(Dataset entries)
◇ ◇ ◇
PR #512, opened 2023-06-26
feat: Set star animation to primary instead of hardcoded red

f-necas:


jahow (approved):
Thanks! the hardcoded red was chosen to be brighter and more saturated, but this works well with the current theme. Maybe if the need arises again we can add a `--color-primary-saturated` variable for this kind of uses :)

PR #513, opened 2023-06-28
Add ability to predefine specific search in config

Angi-Kinas:
Proposal: (Admin) users will now be able to add predefined searches through the `default.toml` file that will appear under the main search field as a button.
One or several search presets can be defined; every search preset is composed of:
- a name (which can be a translation key)
- a sort criteria: either `createDate`, `userSavedCount` or `_score` (prepend with `-` for descending sort)
- filters which can be expressed like (see `default.toml`)

Screenshot:
image

Todo:

- [x] Add screenshot
- [x] Add a proposal for the configuration schema changes

### DIFF
--- a/libs/util/shared/src/lib/services/proxy.service.spec.ts
+++ b/libs/util/shared/src/lib/services/proxy.service.spec.ts
@@ -2,7 +2,7 @@ import { PROXY_PATH, ProxyService } from './proxy.service'
 import { TestBed } from '@angular/core/testing'
 
 // mock window.location
-;(global as any).window = Object.create(window)
+;(global as any).window ??= Object.create(window)
 Object.defineProperty(window, 'location', {
   value: new URL('http://myhost:1234/my/path?abc'),
 })
--- a/apps/datahub/src/app/app.module.ts
+++ b/apps/datahub/src/app/app.module.ts
@@ -184,7 +184,7 @@ export class AppModule {
     ThemeService.generateBgOpacityClasses(
       'primary',
       getThemeConfig().PRIMARY_COLOR,
-      [10, 25, 75]
+      [10, 25, 50, 75, 100]
     )
   }
 }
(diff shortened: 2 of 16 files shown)


libs/util/shared/src/lib/services/proxy.service.spec.ts
```diff
@@ -2,7 +2,7 @@ import { PROXY_PATH, ProxyService } from './proxy.service'
 import { TestBed } from '@angular/core/testing'
 
 // mock window.location
-;(global as any).window = Object.create(window)
+;(global as any).window ??= Object.create(window)
```
jahow, line 5: Is this change intentional? I've never seen that before :open_mouth:

f-necas: It is ! But it has to be discussed. I've seen it there and in this [PR](https://github.com/geonetwork/geonetwork-ui/pull/505) that `proxy.service.spec.ts` fails with the error [TypeError: Cannot redefine property: window](https://stackoverflow.com/questions/75414699/jest-typeerror-cannot-redefine-property-window). 

I can't understand why because nothing have been edited in proxy file... If you have some hints.

jahow: Oh ok, that's a bug in node 18, see https://github.com/geonetwork/geonetwork-ui/pull/482
which version of node do you use for running the tests?

f-necas: 18.16.00 ... I'll edit those two branches and create an issue in order to find a way to upgrade node version. It seems unfortunate that we can"t upgrade it due to one test. What do you think ?

jahow: Apparently 18.15 does not have the bug so we could use that? but it's also probably a matter of weeks before the backport happens on 18.x and then we can just switch to LTS safely :)

jahow: Ok let's leave it like that, it actually works around the bug in a very simple way. If we add a link to the node bug report then it's all good :)

jahow (approved):
:+1:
◇ ◇ ◇
> _Exercise_
Every line that contains the string "https" should be copied from the entries.

> _Task response_
f-necas: It is ! But it has to be discussed. I've seen it there and in this [PR](https://github.com/geonetwork/geonetwork-ui/pull/505) that `proxy.service.spec.ts` fails with the error [TypeError: Cannot redefine property: window](https://stackoverflow.com/questions/75414699/jest-typeerror-cannot-redefine-property-window). 
jahow: Oh ok, that's a bug in node 18, see https://github.com/geonetwork/geonetwork-ui/pull/482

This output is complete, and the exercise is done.